Take from the material every line that contains the word "terms".

-*-*-

PR #23174, opened 2025-07-30
sunray: add configuration utilities for OI

cgrzemba:
These scritps and patches simplify the configuration of SunRay Server software on Openindiana.

Guide will be updated on docs.openindinana.org

### DIFF
--- a/components/openindiana/sunray/Makefile
+++ b/components/openindiana/sunray/Makefile
@@ -1,0 +1,32 @@
+#
+# This file and its contents are supplied under the terms of the
+# Common Development and Distribution License ("CDDL"), version 1.0.
+# You may only use this file in accordance with the terms of version
+# 1.0 of the CDDL.
+#
+# A full copy of the text of the CDDL should have accompanied this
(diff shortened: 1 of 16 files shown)


components/openindiana/sunray/Makefile
```diff
@@ -0,0 +1,31 @@
...
+
+BUILD_STYLE = archive
+BUILD_BITS = NO_ARCH
+include ../../../make-rules/shared-macros.mk
+
+COMPONENT_NAME= oi-utils
+COMPONENT_VERSION= 0.9
+COMPONENT_SUMMARY=	script to patch SunRay Server for use on Openindiana
+COMPONENT_FMRI=		sunray/$(COMPONENT_NAME)
+COMPONENT_LICENSE=	CDDL
```
AndWac, line 25: COMPONENT_CLASSIFICATION is referenced from the manifest but net set here.

AndWac:
Please add the pkg5 file.
I am a little bit unhappy with the FMRI. sunray/oi-utils doesn't sound right if only some patches for another package is delivered by it. The package name should be more revealing.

-*-*-

== Your solution ==
+# This file and its contents are supplied under the terms of the
+# You may only use this file in accordance with the terms of version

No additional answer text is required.